# Grafikkartenlüfter



## Toto (25. September 2003)

Hi,

habe seit knapp einem Jahr ein System mit Asus 64 V8420/TD Grafikkarte - deren Lüfter ist mittlerweile unerträglich laut geworden! Kennt jemand Abhilfe (Reinigung habe ich schon versucht), gibt es die Karten-Lüfter vielleicht einzeln nachzukaufen (habe ich noch nicht gefunden)?
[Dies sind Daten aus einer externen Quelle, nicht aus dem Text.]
PR #840, opened 2021-12-26
[feature/issues/816] Create queue using configuration files

steffnova:
[Problem]

A more configurable way of creating queues is required that allows an
explicit way of giving queue permissions. Current gives all permissions
to queue's user and group owners.

Users should be able to assign list of permissions per user or group.

[Solution]

Add queue configuration file written in yaml:

```yaml
apiVersion: armadaproject.io/v1
kind: Queue
name: queue-a
permissions:
- subjects:
  - name: group
    kind: Group
  verbs:
  - cancel
  - reprioritize
  - watch
priorityFactor: 3.0
resourceLimits:
  cpu: 1.0
  memory: 1.0
```

Name, priorityFactor and resourceLimits are existing queue configuration
options. Permissions is a new way of defining granular permissions. Each
permission has subjects and verbs. Each subject is defined by name and it's
kind (allowed values: Group and User). Verbs define which actions a subject
can execute. Supported verbs: "submit", "cancel", "reprioritize", "watch"

Add new command `create -f <file_path>`. It creates a new resource (only
queue is supported for now) using a configuration file. Command has
-dry-run option, where file validation is performed only, without resource
creation.

Add new Queue structure that can be translated from and into a api.Queue
structure. This allows backward compatibility with existing queues and
translation of queue's groups and owners to new permissions abastraction.

Add strict validation of queue attributes for: resourceLimits, priorityFactor
and permissions.

Update all armada server handlers to use queue's permissions to authorize
queue specific request.

Add example queue configuration file

Update quick-start documentation with an option to create queues with
configuration files.

[Tests]

Add unit test for new codebase and update existing tests.
Manual testings

Close #840


severinson:
I started looking through this. I have a few questions and I think it'll be more efficient to discuss than to post them as review comments. How about a call sometime next week?

internal/armadactl/queue.go
```diff
@@ -4,22 +4,42 @@ import (
...
+		return fmt.Errorf("[armadactl.CreateQueue] error creating queue %s: %s", queue.Name, err)
+	}
+	fmt.Fprintf(a.Out, "Created queue %s\n", queue.Name)
+	return nil
+}
+
+func (a *App) CreateResource(fileName string, dryRun bool) error {
+	var resource client.Resource
+	if err := util.BindJsonOrYaml(fileName, &resource); err != nil {
+		return fmt.Errorf("file %s error :%s", fileName, err)
```
severinson, line 24:
```suggestion
		return fmt.Errorf("file %s error: %s", fileName, err)
```

severinson: Will this produce an error message that is nicely formatted and easily understood by the user? If not, I think we should change it. Same comment for the other error messages in this function.

pkg/client/queue/priority_factor.go
```diff
@@ -0,0 +1,48 @@
+package queue
+
+import (
+	"encoding/json"
+	"fmt"
+	"math/rand"
+	"reflect"
+)
+
+type PriorityFactor float64
```
severinson, line 10: It seems to me that this adds unnecessary complexity. Why do we need to introduce a custom type for a priority factor instead of using `float64`?

pkg/client/queue/queue.go
```diff
@@ -0,0 +1,103 @@
+package queue
```
severinson, line 1: Why do we need a second queue type in addition to the one in the `api` package? Adding new types, files, and code carries a significant cost in terms of system complexity and ease of understanding.

severinson (commented):
I've added a few questions and comments. There are several things I think warrant some discussion.

steffnova:
> I started looking through this. I have a few questions and I think it'll be more efficient to discuss than to post them as review comments. How about a call sometime next week?

@severinson sure. I won't be available on 6th and 7th of January.

pkg/client/queue/priority_factor.go
steffnova: Float64 means that any float64 value is a valid priority factor value, which isn't the case. Priority factor has to be greater than or equal to 1.0. ([reference](https://github.com/G-Research/armada/blob/2d63f9dd154f3462c1f426b28954fdf5619840cf/internal/armada/server/submit.go#L126-L131))

docs/quickstart/queue-a.yaml
```diff
@@ -0,0 +1,15 @@
+apiVersion: armadaproject.io/v1
+kind: Queue
+name: queue-a
+permissions:
```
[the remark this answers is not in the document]
steffnova: @severinson it was mine concern as well. I've had a discussion with @robertdavidsmith and @JamesMurkin and for current requirements it was concluded that this should suffice.

pkg/client/queue/priority_factor.go
severinson: Sure, but that could be checked when validating the queue struct itself. Unless I'm mistaken, creating a new queue with `Queue{}` would result in a queue for which the priority factor is `0` (the default value for a `float64`), so we need to validate the queue struct regardless of if the priority factor is a `float64` or a custom type.

docs/quickstart/queue-a.yaml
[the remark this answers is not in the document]
severinson: All right. I'm still concerned since the file format becomes part of Armada's API. If other systems, or worse, customers (although I don't think we have customers that can create queues?) become dependent on it, changing it may be difficult. If we're merging this as a temporary measure, I suggest adding comments to the related `.proto` and `.go` files saying something like `This API is not considered stable and may be changed without warning at any time.`

pkg/client/queue/priority_factor.go
steffnova: You can always instantiate invalid data structure even in standard library, Go language doesn't prevent you from improper usage.

What this does ensure, is that float64 value cannot be assigned to PriorityFactor as they are not the same type. To Generate PriorityFactor from float64 `NewPriorityFactor` should be used instead.

pkg/client/queue/queue.go
steffnova: Here is my reasoning process:
1. api package is auto generated gRPC package. It defines request and response types used in gRPC protocol. It also doesn't feel right of adding methods to autogenerated types. Armada server business logic (repository abstraction for example) is coupled to autogenerated types. This is an odd design by itself, as API directly exposes and is coupled to public available data structures.  Any changes to API indirectly changes the repo layer and vice-versa.
2. Introducing new package decouples public api from business and repo layers.
3. Any business logic should depend on this `queue` package as it defines a valid source of truth for Queue data. If used properly, any queue from this package can be considered valid (valid values for priority factor, resource limits etc...)
4. The changes in this pull request redefine how queue data structure looks like. User owners and  Group owners have been removed and have been replaced with permissions, subjects and verbs. The new type ensures transformation between two version of Queue. These transformation are required for gRPC request and from reading data from repositories.

pkg/client/queue/queue.go
```diff
@@ -0,0 +1,103 @@
...
+					}
+				}
+			}
+		}
+	}
+
+	return false
+}
+
+type Queues []Queue
```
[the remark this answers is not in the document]
steffnova: This is a very common Go pattern. Especially if there is a need to have []T (t is a arbitrary type) as a method receiver.
In this case converting []queue.Queue to []*api.Queue.

docs/quickstart/queue-a.yaml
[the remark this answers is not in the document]
steffnova: The main feature introduced here is adding ability to create any Armada resource through `armadactl create -f file_path` command. Old command for creating queues stays the same, and all existing functionalities have unchanged behaviour. It expands current owners system to be more granular when needed. Regarding stability I'm not sure how it should be treated. @robertdavidsmith @JamesMurkin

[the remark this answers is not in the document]
severinson: Just saying it's a nice habit to add a comment to parts of the API that we don't consider to be stable.

severinson (approved):

PR #841, opened 2021-12-29
Consider cordoned resource when calculating fair share

theAntiYeti:
When calculating the share of capacity to allocate queues, the total resource to allocate doesn't consider the resource taken up by jobs running on cordoned nodes but the resource allocated to queues does. This leads to a situation where a queue with can have more resource running on cordoned nodes than the server physically believes allocable, leading to new jobs not being scheduled even when the cluster has plenty of spare resource on schedulable nodes.

This PR aims to add the resource taken on cordoned nodes to the total allocable resource.


internal/executor/utilisation/cluster_utilisation.go
```diff
@@ -165,24 +172,63 @@ func (clusterUtilisationService *ClusterUtilisationService) GetAllNodeGroupAlloc
...
+			usage.Add(containerResource)
+		}
+	}
+	fmt.Printf("%v\n", usage)
+	return usage
+}
+
+// castAsComputeResources casts a ResourceList type as common.ComputeResources.
+// Both are aliases for map[string]resource.Quantity.
+// This feels dirty, there must be a way to directly cast them (remove this line or replace this function)
```
severinson, line 221: Perhaps just remove the one in common? If the right abstraction exists in the Kubernetes API, we may not need to create our own version. I suggest adding TODO to the start of the sentence and putting a suggested fix into the comment.

pkg/api/usage.pb.go
```diff
@@ -747,6 +758,30 @@ func (m *NodeTypeUsageReport) MarshalToSizedBuffer(dAtA []byte) (int, error) {
 	_ = i
 	var l int
 	_ = l
+	if len(m.CordonedUsage) > 0 {
```
severinson, line 761: This could be cleaned up. Perhaps split into a separate function :)

internal/executor/utilisation/cluster_utilisation.go
theAntiYeti: As far as I can tell you, the reason we do this is because in go you can't extend structs outside the package they're defined in.

We have a good number of methods we put on top of common.ComputeResources, for instance termwise, mutative addition and subtraction (https://github.com/G-Research/armada/blob/master/internal/common/resource.go).

Maybe the question we should be asking is why we don't make these normal functions (maybe make them pure functions rather than modifying the subject as well) on map[string]resource.Quantity? and then we *should* be able to cast that directly to v1.ResourceList. That would be cleaner to my understanding of golang wanting methods only to be for implementing interfaces (which we don't actually do in the case of common.ComputeResources).

internal/common/util/cluster_usage_report.go
```diff
@@ -5,6 +5,8 @@ import (
 	"github.com/G-Research/armada/pkg/api"
 )
 
+// GetClusterCapaicty returns the total capacity on all nodes on a cluster,
```
d80tb7, line 8: nit: spelling

internal/executor/utilisation/cluster_utilisation.go
```diff
@@ -165,24 +172,63 @@ func (clusterUtilisationService *ClusterUtilisationService) GetAllNodeGroupAlloc
 		return []*NodeGroupAllocationInfo{}, err
 	}
 
+	batchPods, err := clusterUtilisationService.clusterContext.GetBatchPods()
+	if err != nil {
+		// Failing this step will just mean cordoned utilisation won't be accounted for
+		// This isn't a critical failure so we log and continue
+		log.Errorf("Error fetching batch pods to calculate cordond node utilisation: %v", err)
```
d80tb7, line 179: should we explicitly set `batchPods` to the empty list here so that we're not taking a value from a function that has errored?

internal/executor/utilisation/cluster_utilisation.go
```diff
@@ -165,24 +172,63 @@ func (clusterUtilisationService *ClusterUtilisationService) GetAllNodeGroupAlloc
...
+	cordonedNodes := util.FilterNodes(nodes, func(node *v1.Node) bool { return node.Spec.Unschedulable })
+	podsOnNodes := GetPodsOnNodes(pods, cordonedNodes)
+	usage := common.ComputeResources{}
+	for _, pod := range podsOnNodes {
+		for _, container := range pod.Spec.Containers {
+			containerResource := castAsComputeResources(container.Resources.Limits) // Not 100% on whether this should be Requests or Limits
+			usage.Add(containerResource)
+		}
+	}
+	fmt.Printf("%v\n", usage)
```
d80tb7, line 215: did you mean to leave this in?

internal/executor/utilisation/cluster_utilisation.go
d80tb7: So I think this is just `common.ComputeResources.FromResourceList` isn't it?  You can probably delete this function and just use that.

As an aside, what you're doing here isn't really a cast, but rather a conversion.

internal/executor/utilisation/cluster_utilisation.go
```diff
@@ -165,24 +172,63 @@ func (clusterUtilisationService *ClusterUtilisationService) GetAllNodeGroupAlloc
...
+// to pods running on cordoned nodes. We need this information in calculating queue fair shares when
+// significant resource is running on cordoned nodes.
+func (clusterUtilisationService *ClusterUtilisationService) getCordonedResource(nodes []*v1.Node, pods []*v1.Pod) common.ComputeResources {
+	cordonedNodes := util.FilterNodes(nodes, func(node *v1.Node) bool { return node.Spec.Unschedulable })
+	podsOnNodes := GetPodsOnNodes(pods, cordonedNodes)
+	usage := common.ComputeResources{}
+	for _, pod := range podsOnNodes {
+		for _, container := range pod.Spec.Containers {
+			containerResource := castAsComputeResources(container.Resources.Limits) // Not 100% on whether this should be Requests or Limits
+			usage.Add(containerResource)
```
d80tb7, line 212: so I don't know nearly enough about k8s here, but there' no risk of overwriting keys here is there?

d80tb7:
I notice we have no tests for this new functionality.  Is there any way we can add some?

internal/executor/utilisation/cluster_utilisation.go
theAntiYeti: I'm fairly certain there is not, especially with the change "castAsComputeResources->FromResourceList" which explicitly copies containers.

I'm not entirely sure what you're thinking would override keys or what keys.

theAntiYeti:
@d80tb7 I'd be very surprised if any of these functions could be unit tested nicely. I'll look into it but this will definitely be a pain.

internal/executor/utilisation/cluster_utilisation.go
d80tb7: so  `usage` here is essentially a map of `string` to `Resource.Quantity`.  I was wondering if calling `Add` on the map would do the correct thing in terms of adding keys together rather than replacing previously added keys with the latest one. I checked the code and it does do the correct thing so I think we're good.

d80tb7:
so both `cluster_utilisation_test.go` and (to a lesser extent) `job_utilisation_reporter_test.go` look to have suitable places where tests can be defined.  If you're finding it difficult to add tests then let me know and I'll have a look.  If we find places in the codebase that are hard to test, then we should deal with this as it generally indicates an issue.

internal/executor/node/node_group.go
```diff
@@ -100,6 +101,10 @@ func (kubernetesNodeInfoService *KubernetesNodeInfoService) GetAllAvailableProce
 	return util2.FilterNodes(allNodes, kubernetesNodeInfoService.isAvailableProcessingNode), nil
 }
 
+func (kubernetesNodeInfoService *KubernetesNodeInfoService) GetAllProcessingNodes() ([]*v1.Node, error) {
```
JamesMurkin, line 104: Possibly this should be "GetAllNodes"

Processing nodes implies we filter it in someway. 
 - i.e We'd include all with taints that are in kubernetesNodeInfoService.toleratedTaints

internal/executor/utilisation/cluster_utilisation.go
```diff
@@ -165,24 +172,52 @@ func (clusterUtilisationService *ClusterUtilisationService) GetAllNodeGroupAlloc
 		return []*NodeGroupAllocationInfo{}, err
 	}
 
+	batchPods, err := clusterUtilisationService.clusterContext.GetBatchPods()
+	if err != nil {
+		// Failing this step will just mean cordoned utilisation won't be accounted for
+		// This isn't a critical failure so we log and continue
+		log.Errorf("Error fetching batch pods to calculate cordond node utilisation: %v", err)
+		batchPods = []*v1.Pod{}
```
JamesMurkin, line 180: Probably simpler to just return error in the case that call fails. If it fails it is probably indicative of a wider problem.

If you have a fair chunk of the cluster cordoned, it could be quite wrong to not report cordoned. Simpler to just have it all succeed or all fail, rather than have partial failures.

JamesMurkin:
Probably we should update https://github.com/G-Research/armada/blob/master/internal/executor/metrics/pod_metrics/cluster_context.go#L219 to reflect cordoned + allocatable

theAntiYeti:
> Probably we should update https://github.com/G-Research/armada/blob/master/internal/executor/metrics/pod_metrics/cluster_context.go#L219 to reflect cordoned + allocatable

WDYM?

d80tb7 (commented):
lgtm

d80tb7 (approved):

PR #844, opened 2022-01-07
adding interceptors for embedding ids in gRPC requests

severinson:
This PR adds interceptors for embedding ids in gRPC requests in a manner that is compatible with, e.g., OpenTelemetry. The ids are embedded in the gRPC metadata, which is part of the request context.


d80tb7 (approved):
lgtm

PR #846, opened 2022-01-10
Adding generic error types and interceptors for automatically setting return codes and adding a request id to error messages

severinson:
This PR adds a new package `internal/common/armadaerrors` with:

- Generic error types for "not found", "already exists", and "invalid argument" errors.
- gRPC interceptors that look for these errors and set the gRPC return code accordingly. These interceptors also insert a request id into the returned error message if one is present.

This functionality is not yet used by any part of Armada.


internal/common/armadaerrors/errors_test.go
```diff
@@ -0,0 +1,155 @@
...
+				t.Fatalf("expected %v but got %v", tc.want, got)
+			}
+		})
+	}
+}
+
+func TestUnaryServerInterceptor(t *testing.T) {
+	ctx := context.Background()
+	ctx = metadata.NewIncomingContext(ctx, metadata.New(map[string]string{}))
+	// ctx = requestid.AddToIncomingContext(ctx, "123")
```
JamesMurkin, line 46: Commented line, can we remove?

internal/common/armadaerrors/errors_test.go
```diff
@@ -0,0 +1,155 @@
...
+	"google.golang.org/grpc"
+	"google.golang.org/grpc/codes"
+	"google.golang.org/grpc/metadata"
+	"google.golang.org/grpc/status"
+
+	"github.com/G-Research/armada/internal/common/requestid"
+)
+
+func TestCodeFromError(t *testing.T) {
+	tests := map[string]struct {
```
JamesMurkin, line 19: Does this actually test where we skip if the error is already a status error?

internal/common/armadaerrors/errors_test.go
```diff
@@ -0,0 +1,155 @@
...
+		"pkg.Error => ErrInvalidArgument": {errors.WithMessage(&ErrInvalidArgument{}, "foo"), codes.InvalidArgument},
+		"pkg.Error":                       {errors.New("foo"), codes.Unknown},
+		"nil":                             {nil, codes.OK},
+	}
+
+	for name, tc := range tests {
+		t.Run(name, func(t *testing.T) {
+			got := CodeFromError(tc.err)
+			if got != tc.want {
+				t.Fatalf("expected %v but got %v", tc.want, got)
```
JamesMurkin, line 37: Style 

Most of the project would use:
`assert.Equal(t, tc.want, got, "expected %v but got %v", tc.want, got)`

Any reason we are swapping from that?

internal/common/armadaerrors/errors_test.go
severinson: Yes

internal/common/armadaerrors/errors_test.go
severinson: We do now :)

internal/common/armadaerrors/errors_test.go
```diff
@@ -0,0 +1,126 @@
...
+	"strings"
+	"testing"
+
+	grpc_middleware "github.com/grpc-ecosystem/go-grpc-middleware"
+	"github.com/pkg/errors"
+	"google.golang.org/grpc"
+	"google.golang.org/grpc/codes"
+	"google.golang.org/grpc/metadata"
+	"google.golang.org/grpc/status"
+	"gotest.tools/v3/assert"
```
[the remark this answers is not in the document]
severinson: Right. Fixed.

JamesMurkin (approved):

PR #858, opened 2022-01-27
Find armadactl config in the same folder was kubectl

JamesMurkin:
We recently changed the way we find the homedir when looking for `.armadactl.yaml` to the user home dir

The issue with this is it can be quite different to the way kubectl finds its configuration

Swapping back to what we used to use, as this is much more consistent with kubectl
 - This change is pretty much a noop for linux

### DIFF
--- a/pkg/client/command_line.go
+++ b/pkg/client/command_line.go
@@ -8,6 +8,7 @@ import (
 	"github.com/spf13/cobra"
 	"github.com/spf13/viper"
 	"gopkg.in/yaml.v2"
+	"k8s.io/client-go/util/homedir"
 
 	"github.com/G-Research/armada/internal/fileutils"
 )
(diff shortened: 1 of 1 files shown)


pkg/client/command_line.go
```diff
@@ -77,9 +78,9 @@ func LoadCommandlineArgsFromConfigFile(cfgFile string) error {
 		}
 		viper.SetConfigFile(cfgFile)
 	} else {
-		homeDir, err := os.UserHomeDir()
-		if err != nil {
-			return fmt.Errorf("[LoadCommandlineArgsFromConfigFile] error getting user home directory: %s", err)
+		homeDir, err := homedir.Dir()
+		if homeDir == "" {
```
carlocamurri, line 82:
```suggestion
		if err != nil {
```

carlocamurri (approved):

PR #860, opened 2022-01-28
Make deserializing Service/Ingress types more strict

JamesMurkin:
Currently if you submit an Service/Ingress type which is an int but invalid, it just uses the first type

I.e if you say I want ServiceType with value 100, you get NodePort (as NodePort is the first ServiceType)
 - Even though value 100 is invalid, as the only options are 0 and 1

This will prevent users relying on invalid numbers that may at some point become used and also it is probably just good practice to not support invalid values and default them
 - Now the user will get an api error back immediately


pkg/api/deserialize.go
```diff
@@ -9,6 +9,10 @@ func (x *IngressType) UnmarshalJSON(data []byte) error {
 	var s int32
 	e := json.Unmarshal(data, &s)
 	if e == nil {
+		_, present := IngressType_name[s]
```
kannon92, line 12: I'll add locks just in case.

pkg/api/deserialize.go
```diff
@@ -29,6 +33,10 @@ func (x *ServiceType) UnmarshalJSON(data []byte) error {
 	var s int32
 	e := json.Unmarshal(data, &s)
 	if e == nil {
+		_, present := ServiceType_name[s]
```
kannon92, line 36: Same here.

jimbobby5:

kannon92:
@JamesMurkin and I decided to get this one merged.  So I took it over and the review is active now.

pkg/api/deserialize_test.go
```diff
@@ -7,6 +7,62 @@ import (
 	"github.com/stretchr/testify/assert"
 )
 
+func TestMarshalJsonIngressType(t *testing.T) {
+	tests := map[string]IngressType{
```
ClifHouck, line 11: It looks like all these tests are running a set of test cases. Would you be willing to restructure these so they use subtests? They offer some benefits, see:  https://go.dev/blog/subtests . Example in our codebase:  https://github.com/G-Research/armada/blob/5c78c6bec2802738852f434328cde183f199a2a3/internal/lookout/repository/utils_test.go#L262

kannon92: Sure thing!

pkg/api/deserialize_test.go
```diff
@@ -2,21 +2,114 @@ package api
...
+
+	for _, input := range testInputsStrings {
+		t.Run(fmt.Sprintf("TestDeserializeJobStateString(%s)", input),
+			func(t *testing.T) {
+				assert.NoError(t, testDeserializeJobStateString(t, input))
+			})
+	}
 
 	assert.NoError(t, testDeserializeJobStateInt(t, 0))
 	assert.NoError(t, testDeserializeJobStateInt(t, 1))
```
kannon92, line 94: Remove this code.

ClifHouck (approved):
LGTM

Ohne Lüfter sollte man die Karte sicher besser nicht betreiben...(?)

Danke, Gruß Torsten.


----------



## Sinac (26. September 2003)

Yoah, die gibts zu kaufen, weiß aber nicht ob DU die so von ASUS kriegst, frag ma bei deinem Local Shop ob die den kriegen, ansonsten kannste dir da auch nen Lüfter vom 486 oda so raufschnallen, wenn der ungefähr gleich groß ist...

Greetz...
Sinac


----------



## Erpel (26. September 2003)

Hercules tauscht defekte Karten (auch Lüfter) um, ich weiß nicht wie das bei ASUS ist. Versuchs doch mal, ne Mail an den Support ist leichter als alles andere.


----------



## Jamonit (1. Oktober 2003)

es gibt aber mitlerweile auch etliche anbieter, die sich darauf spezialisiert haben. einfach mal googeln oder bei ebay schauen.


----------